For too long, we Republicans have been content to lose the black vote because we found we didn’t need it to win. But when we gave up trying to win the support of African Americans, we lost our moral legitimacy as the party of Lincoln, as the party of equal opportunity for all. It’s time for us once again to reclaim our heritage as the only party in our country founded on the principle of freedom for African Americans.
. . . There has been and there will continue to be an important and a legitimate role for the federal government in enforcing civil rights. Too often, we Republicans — me included — have emphasized our message on the 10th Amendment but not our message on the 14th, an amendment, it bears reminding, that was one of the great contributions of the Republican Party to American life, second only to the abolition of slavery.

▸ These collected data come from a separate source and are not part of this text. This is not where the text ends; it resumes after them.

PR #323, opened 2023-11-10
Add Timezone Offset Indicator

dnzxy:
**Update
* Changed this PR with a condition fix and a changed positioning after great feedback on Discord
* Updated images in table below to represent the current look of UI changes in PR

----

## Content

This PR adds a small indicator (~~SF Symbol `clock.fill`~~ SF Symbol `clock.badge.exclamationmark.fill` in `.symbolRenderingMode(.multicolor)` with `.warning` as primary and `.red` as secondary colors) that gets displayed ~~in the center of the Loop circle icon~~ next to the pump's or pod's reservoir status when there is an offset between the iPhone's current timezone and the programmed pump time. This usually happens when traveling between timezones or when time's are changed from DST. The icon uses the `.warning` color that is currently also being used when the reservoir gets low on insulin, for example.

## UI Change
These screenshots are taken with the Macbook's time set to GMT+1 while the pump time is on GMT-8. 

| Dark theme | Light theme |
|--------|--------|
| image | image |

### DIFF
--- a/Core_Data.xcdatamodeld/Core_Data.xcdatamodel/contents
+++ b/Core_Data.xcdatamodeld/Core_Data.xcdatamodel/contents
@@ -68,7 +68,9 @@
     <entity name="Meals" representedClassName="Meals" syncable="YES" codeGenerationType="class">
         <attribute name="carbs" optional="YES" attributeType="Double" defaultValueString="0.0" usesScalarValueType="YES"/>
         <attribute name="createdAt" optional="YES" attributeType="Date" usesScalarValueType="NO"/>
+        <attribute name="date" optional="YES" attributeType="Date" usesScalarValueType="NO"/>
         <attribute name="fat" optional="YES" attributeType="Double" defaultValueString="0.0" usesScalarValueType="YES"/>
+        <attribute name="fpuID" optional="YES" attributeType="String"/>
         <attribute name="id" optional="YES" attributeType="String"/>
         <attribute name="note" optional="YES" attributeType="String"/>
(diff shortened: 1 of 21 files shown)


Jon-b-m:
Only run this extra pump status command when timezone changes, instead of continuously. Set up a timezoneDidUpdate() for this, as has been done for the other variables in Home View.

dnzxy:
> Only run this extra pump status command when timezone changes, instead of continuously. Set up a timezoneDidUpdate() for this, as has been done for the other variables in Home View.

I have pushed some changes. Please let me know if this looks more like what you are looking for :)

Jon-b-m:
It's looking better.

I think it would be better to use a iOS system colour for the warning, as the system colours are keeping a high contrast (>4.5) in both light and dark mode and auto-adapts to the current background, but it's a minor thing I can change later. 

I'll test this PR later, thanks.

dnzxy:
@Jon-b-m Great! I agree about the color, I think you are right. That warning color is currently also used for the insulin reservoir drop - maybe we should also change that to a better color with less contrast. Let me know if you find anything that needs changing 😊

avouspierre:
@Jon-b-m  this code breaks the capability to enter a carb in the past. in AddCarbsStateModel : 
` let carbsToStore = [CarbsEntry(....
                id: id,
                createdAt: Date.now,...
` 

to be revert to 

`
let carbsToStore = [CarbsEntry(...createdAt: date, ...
`

Jon-b-m:
It was a mistake merging in latest dev changes in this PR by me. Let me check this...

He began his speech with an uncomfortably frank description of the lynching of Jesse Washington in Waco in 1916. After having been accused of raping and murdering his white employer’s wife, Washington was seized, beaten, stabbed, castrated, partly dismembered, and then roasted to death over a bonfire. What was left of him was hanged. “Even today, we Texans struggle to talk about what happened to Jesse Washington. We don’t want to believe that our great state could ever have been the scene of such unimaginable horror.” A Republican party that rediscovers its civil-rights legacy and that learns to talk about poverty probably will continue to struggle with black voters, who migrated to the Democratic party beginning in the 1930s as a response to the New Deal rather than in the 1960s as a response to the Democrats’ abrupt about-face on segregation. Perry is not going to be carried into the White House, or even across the line in Ohio or Florida, by the black vote.
But there are reasons other than the obvious, narrowly self-interested ones for the party of Lincoln to remember itself. The economics are important, but a president — and a political movement — should stand for something more than a relatively low top marginal tax rate. Economic prosperity is a necessary condition, but not a sufficient one, for social advancement. Rick Perry does not have to prove his chops when it comes to creating policies that encourage growth, investment, and employment. He has, with all due respect to Scott Walker, Bobby Jindal, Jeb Bush, Chris Christie, etc., the best record of any American governor on that issue.
Whether he can convince the electorate that his merit does not stop at the bottom line is — it’s that niggling political question, again.
— Kevin D. Williamson is roving correspondent at National Review.